• [INSTRUCTIONS FOR THE TASK]
Determine how many lines in the listing below include "changed", and answer with only that number.

• [THE RECORDS]
★ ★ ★ ★
PR #209, opened 2015-12-30
Validate app name in the deploy form

bryk:
This validates application name asynchronously on the server. Validation is synced with namespace select :)

### DIFF
--- a/src/app/backend/validateappname.go
+++ b/src/app/backend/validateappname.go
@@ -1,0 +1,70 @@
+// Copyright 2015 Google Inc. All Rights Reserved.
+//
+// Licensed under the Apache License, Version 2.0 (the "License");
+// you may not use this file except in compliance with the License.
+// You may obtain a copy of the License at
+//
+//     http://www.apache.org/licenses/LICENSE-2.0
+//
+// Unless required by applicable law or agreed to in writing, software
+// distributed under the License is distributed on an "AS IS" BASIS,
+// WITHOUT WARRANTIES OR CONDITIONS OF ANY KIND, either express or implied.
+// See the License for the specific language governing permissions and
+// limitations under the License.
+
+package main
+
+import (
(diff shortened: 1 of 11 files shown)


bryk:
@zreigz Can you review?

zreigz:
Yes. I am reviewing this

zreigz:
To make it complete you should also check if name contains illegal characters. For example when you enter name: ```some/text``` then you get 500  because ```/``` is forbidden. Also name containing ```%``` returns error. I think it should be done on client side before server side validation.

bryk:
Yes, definitely. But how about doing this in a next pull request? This one is already pretty large and I don't want to make it even larger.

src/app/backend/validateappname.go
```diff
@@ -0,0 +1,64 @@
...
+// limitations under the License.
+
+package main
+
+import (
+	k8serrors "k8s.io/kubernetes/pkg/api/errors"
+	client "k8s.io/kubernetes/pkg/client/unversioned"
+)
+
+type AppNameValiditySpec struct {
```
zreigz: Add small description

src/app/backend/validateappname.go
```diff
@@ -0,0 +1,64 @@
...
+	Name      string `json:"name"`
+	Namespace string `json:"namespace"`
+}
+
+type AppNameValidity struct {
```
zreigz: Add small description

zreigz:
Yes I agree it can be done in other PR. Two small remarks and you can merge :)
PTAL

src/app/backend/validateappname.go
bryk: Done.

src/app/backend/validateappname.go
bryk: Done.

zreigz:
LGTM

PR #210, opened 2015-12-31
Unify service endpoint formatting through the project

bryk:
Now raw data is gathered on the backend and rendered on the frontend.

This PR looks large, but is is mostly moving things here and there.

### DIFF
--- a/src/app/backend/replicasetdetail.go
+++ b/src/app/backend/replicasetdetail.go
@@ -15,6 +15,7 @@
 package main
 
 import (
+	"bytes"
 	"k8s.io/kubernetes/pkg/api"
 	"k8s.io/kubernetes/pkg/api/unversioned"
 	client "k8s.io/kubernetes/pkg/client/unversioned"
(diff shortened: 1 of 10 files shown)


bryk:
@zreigz Can you review?

zreigz:
Yes, last review in this year :)

src/app/backend/replicasetdetail.go
```diff
@@ -211,3 +229,41 @@ func getRestartCount(pod api.Pod) int {
...
 	return restartCount
 }
+
+// Returns internal endpoint name for the given service properties, e.g.,
+// "my-service.namespace 80/TCP" or "my-service 53/TCP,53/UDP".
+func getInternalEndpoint(serviceName string, namespace string, ports []api.ServicePort) Endpoint {
+
+	name := serviceName
+	if namespace != api.NamespaceDefault {
+		name = name + "." + namespace
```
zreigz: Very good practice is not using ```+``` for string concatenation.
Strings are immutable in Go - each time a string is assigned to a variable a new address is assigned in memory to represent the new value.  As the strings you are manipulating become large this process becomes increasingly slow. In fact, this method of naive appending is O(N2). (The same is in Java so StringBuffer is used instead ```+=```)
Here you should also use Buffer:
```
	bufferName := bytes.NewBufferString(name)
	bufferName.WriteString(".")
    bufferName.WriteString(namespace)
	name = bufferName.String()
```

zreigz:
Rest looks good :)

zreigz:
PTAL

src/app/backend/replicasetdetail.go
bryk: Oh, thanks for this comment. Makes sense. Fixed :)

bryk:
Thanks for the review :)

Issue #191, opened 2015-12-21
Relative time filter


maciaszczykm:
I will prepare `relative time` filter, which can be reused in replica set details table and other pages.

PR #215, opened 2016-01-04
Relative time filter

maciaszczykm:
Connected to issue #191.

I've implemented relative time filter which can be used in multiple views. At this point I've added it to replica set details and replica set list. Filter transforms date to relative date string, which can be seen on mocks. Added tests covering all important date units.

There is still one thing to do, but to keep this pull request small I think it will be better to move it to another pull request. The issue is, that at the moment filter uses client side current time and it's invalid in many cases. Date should be taken from server in all cases, that I know. **Please let me know if you have any suggestions how we should solve it**.

@floreks @bryk Can you review?

### DIFF
--- a/src/app/frontend/common/filters/relativetime_filter.js
+++ b/src/app/frontend/common/filters/relativetime_filter.js
@@ -1,0 +1,111 @@
+// Copyright 2015 Google Inc. All Rights Reserved.
+//
+// Licensed under the Apache License, Version 2.0 (the "License");
+// you may not use this file except in compliance with the License.
+// You may obtain a copy of the License at
+//
+//     http://www.apache.org/licenses/LICENSE-2.0
+//
+// Unless required by applicable law or agreed to in writing, software
+// distributed under the License is distributed on an "AS IS" BASIS,
+// WITHOUT WARRANTIES OR CONDITIONS OF ANY KIND, either express or implied.
+// See the License for the specific language governing permissions and
+// limitations under the License.
+
+/**
+ * Unit name constants (singular and plural form), that will be used by the filter.
+ * @enum {!Array<string>}
+ */
+const Units = {
+  SECOND: ['a second', 'seconds'],
+  MINUTE: ['a minute', 'minutes'],
+  HOUR: ['an hour', 'hours'],
+  DAY: ['a day', 'days'],
+  MONTH: ['a month', 'months'],
+  YEAR: ['a year', 'years'],
+};
+
+/**
+ * Unit conversion constants.
+ * @enum {number}
+ */
+const UnitConversions = {
+  MILLISECONDS_PER_SECOND: 1000,
+  SECONDS_PER_MINUTE: 60,
+  MINUTES_PER_HOUR: 60,
+  HOURS_PER_DAY: 24,
+  DAYS_PER_MONTH: 30,
+  DAYS_PER_YEAR: 365,
+  MONTHS_PER_YEAR: 12,
+};
+
+/**
+ * Time constants.
+ * @enum {string}
+ */
+const TimeConstants = {
+  NOT_YET: `didn't happen yet`,
+  NOW: `just now`,
+};
+
+/**
+ * Returns filter function to display relative time since given date.
+ * @return {Function}
+ */
+export default function relativeTimeFilter() {
+  /**
+   * Filter function to display relative time since given date.
+   * @param {string} value Filtered value.
+   * @return {string}
+   */
+  let filterFunction = function(value) {
+    // Current and given times in miliseconds.
+    let currentTime = (new Date()).getTime();  // TODO(maciaszczykm): Use server time.
+    let givenTime = (new Date(value)).getTime();
+
+    // Time differences between current time and given time in specific units.
+    let diffInMilliseconds = currentTime - givenTime;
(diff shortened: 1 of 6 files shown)


src/app/frontend/common/filters/relativetime_filter.js
```diff
@@ -0,0 +1,129 @@
...
+      return TIME_CONSTANTS.NOW;
+    } else if (diffInMinutes < 1) {
+      return formatOutputTimeString_(diffInSeconds, UNITS.SECOND);
+    } else if (diffInHours < 1) {
+      return formatOutputTimeString_(diffInMinutes, UNITS.MINUTE);
+    } else if (diffInDays < 1) {
+      return formatOutputTimeString_(diffInHours, UNITS.HOUR);
+    } else if (diffInMonths < 1) {
+      return formatOutputTimeString_(diffInDays, UNITS.DAY);
+    } else if (diffInYears < 1 && diffInMonths < UNIT_CONVERSIONS.MONTHS_PER_YEAR) {
```
maciaszczykm: One more thing to be fixed here.

src/app/frontend/common/filters/relativetime_filter.js
```diff
@@ -0,0 +1,129 @@
...
+// Unless required by applicable law or agreed to in writing, software
+// distributed under the License is distributed on an "AS IS" BASIS,
+// WITHOUT WARRANTIES OR CONDITIONS OF ANY KIND, either express or implied.
+// See the License for the specific language governing permissions and
+// limitations under the License.
+
+/**
+ * Unit name constants (singular and plural form), that will be used by the filter.
+ * @type {{
+ *   SECOND: !Array<string>,
```
bryk: Use `@enum{!Array<string>}`. See http://usejsdoc.org/tags-enum.html

src/app/frontend/common/filters/relativetime_filter.js
```diff
@@ -0,0 +1,129 @@
...
+ *   MINUTE: !Array<string>,
+ *   HOUR: !Array<string>,
+ *   DAY: !Array<string>,
+ *   MONTH: !Array<string>,
+ *   YEAR: !Array<string>
+ * }}
+ */
+const UNITS = {
```
bryk: Name this like a class, i.e., `Units`, when you convert it to `@enum`.

src/app/frontend/common/filters/relativetime_filter.js
```diff
@@ -0,0 +1,129 @@
...
+ *   SECONDS_PER_MINUTE: number,
+ *   MINUTES_PER_HOUR: number,
+ *   HOURS_PER_DAY: number,
+ *   DAYS_PER_MONTH: number,
+ *   DAYS_PER_YEAR: number,
+ *   MONTHS_PER_YEAR: number
+ * }}
+ */
+const UNIT_CONVERSIONS = {
+  MILISECONDS_PER_SECOND: 1000,
```
bryk: MI**LL**I...

src/test/frontend/common/filters/relativetime_filter_test.js
```diff
@@ -0,0 +1,213 @@
...
+       givenTime = givenTime.setMonth(givenTime.getMonth() - 1);
+
+       // when
+       let relativeTime = relativeTimeFilter(givenTime);
+
+       // then
+       expect(relativeTime).toEqual('a month');
+     }));
+
+  it("should return '11 months' string if given time is 11 months before current time",
```
bryk: Can you write a test for, e.g., 11 months 7 days 5 hours and 3 minutes?

src/app/frontend/replicasetlist/replicasetcard.html
```diff
@@ -62,8 +62,8 @@
         </div>
 
         <div flex="40" layout="column" class="kd-replicaset-card-section">
-          <span flex="initial">Creation time</span>
-          <span flex>{{::ctrl.replicaSet.creationTime}}</span>
+          <span flex="initial">Age</span>
+          <span flex>{{::ctrl.replicaSet.creationTime | relativeTime}}</span>
```
bryk: Can you provide original value on hover? Either as alt, title or md-tooltip.

bryk:
Looks really nice, a few comments. PTAL.

floreks:
There might be some problems with correct age calculation. I thought that we can check how age is retrieved with `kubectl` but there seems to be an issue with that also as described here:

https://github.com/kubernetes/kubernetes/issues/18183

Pod start time is taken directly from node as i see in `kubelet.go`. Nodes can be located on different machines in different time zones so this problem is becoming interesting. Syncing with master time then is also not correct. Currently I don't have any idea how to resolve this time diff problem.

maciaszczykm:
@bryk PTAL

@floreks Yes, it will be difficult to implement at this point. Therefore, I've left `TODO(maciaszczykm): Use server time` comment in the code to remember to update it later.

If you have any suggestions from where take server time and how to handle time zones then please share your ideas.

bryk:
LGTM. Can you rebase and apply @floreks comments (if any)

floreks:
LGTM also. This time issue is something we can deal with later.

maciaszczykm:
@bryk @floreks Done, thank you for reviews.

bryk:
There are conflicts. Can you rebase once more? Sorry for the mess...

maciaszczykm:
@bryk No problem, solved conflitcts and moved this filter to filters module :) PTAL

Issue #153, opened 2015-12-10
State name import - closure compiler dependency errors


floreks:
Currently there is a problem with importing `stateName`. I will give an example:

In `replicasetdetail_controller.js` we import `stateName` from `replicasetlist_state.js`.
In `replicasetlist_controller.js` we import `stateName` from `replicasetdetail_state.js`.

This results in frontend build error.

Unfortunately compiler does not provide good information about real cause of error. It's similar to this:
```
ERROR - required "module$replicasetlist$replicasetlist_state" namespace not provided yet import {stateName} from 'replicasetlist/replicasetlist_state';
```

Real cause is due to circual dependency between modules as I've described here: https://github.com/floreks/dashboard/commit/ad6c93803d09efd0fcc0020d931ee1cf507386e5#commitcomment-14899972

I've tested this in different case for `zerostate` and `replicasetlist` modules and the result is the same.

For now only solution I've in mind requires creation of new module or new file independent of current modules where we can keep state names. 

Any other ideas?

bryk:
Generally, the compiler is right. It does not allow for circular dependencies. However, the message is very misleading. Thanks @floreks for investigating. 

I guess that our design with having state name and logic in foo_state.js files is wrong and this causes circular deps. I think we should redesign this.

bryk:
@floreks Can you take this issue? As our code gets more and more complex, I see TODOs for this issues a lot. 

We basically need some kind of proposal of how to rearrange files so that we dont have circular deps (this is a benefit anywany).

At minimum, we need to place state names and state params in a file that does not import anything else (well, except for maybe some model classes).

bryk:
@cheld @floreks FYI

floreks:
I can take care of this but at the beginning of next week, so if anyone wants to take this sooner then be my guest ;)

floreks:
This is fixed. Closing.

PR #216, opened 2016-01-04
Resolved circural dependencies issue (#153)

floreks:
I've been thinking about some good way to resolve this issue (#153).

## Proposals
1. Introduce new module with module constant `states` that can be injected on demand.
2. Introduce new file with const object `states` not related to modules that can be imported on demand.

I've chosen second option as it seems to be cleaner and simpler. There is no need to define additional dependencies between modules and we don't have to inject constant to the function where we want it to be used.

## Architecture

I've externalized all state names to separate `states.js` file in order to get rid of circual dependencies between modules. Currently all modules can import on demand defined object and use its state properties.

## Usage

Usage is pretty straighforward. Just import `states` object and use predefined states f.e. `state.STATE_DEPLOY`.

## Things to improve

* Filename - As it is not related to any module I've chosen simple `states.js`. We can think about better name here
* Filepath - It's part of the global configuration, so I've decided to put it directly under `frontend` folder. Does it need new folder?

Questions? Comments? Any other ideas?

@bryk @zreigz @maciaszczykm @cheld

### DIFF
--- a/src/app/frontend/deploy/deploy_module.js
+++ b/src/app/frontend/deploy/deploy_module.js
@@ -12,7 +12,7 @@
 // See the License for the specific language governing permissions and
 // limitations under the License.
 
-import stateConfig from './deploy_state';
+import stateConfig from './deploy_stateconfig';
 import deployFromSettingsDirective from './deployfromsettings_directive';
 import deployLabelDirective from './deploylabel_directive';
 import deployFromFileDirective from './deployfromfile_directive';
--- a/src/app/frontend/deploy/deploy_state.js
+++ b/src/app/frontend/deploy/deploy_state.js
@@ -12,37 +12,5 @@
 // See the License for the specific language governing permissions and
 // limitations under the License.
 
-import DeployController from './deploy_controller';
-
 /** Name of the state. Can be used in, e.g., $state.go method. */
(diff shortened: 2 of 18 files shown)


bryk:
There is still a problem with StateParams classes. Am I correct? How can we fix this?

floreks:
I was not aware that we have a problem with that and this was actually not part of mentioned issue. With whole classes it may not be that easy.

bryk:
How about breaking state.js files into stateconfig.js and state.js? state.js would contain state name + params class and stateconfig.js would contain the config function.

floreks:
This may work. Let me check.

floreks:
It works pretty well. I thought that there will be still a problem with dependencies but splitting `state.js` file helped. PTAL

bryk:
Looks good to me. However, can you fix all places where issue #153 was referenced? E.g., in logstoolbar_controller.js where state name and state params class are needed.

floreks:
I thought I've changed it in all places. Thanks. I hope now it's everything. PTAL

bryk:
LGTM, thanks! I think we should merge this now to avoid collisions with others' work

floreks:
Sure. I've renamed this PR and changed commit message.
★ ★ ★ ★
• [RESPONSE]
2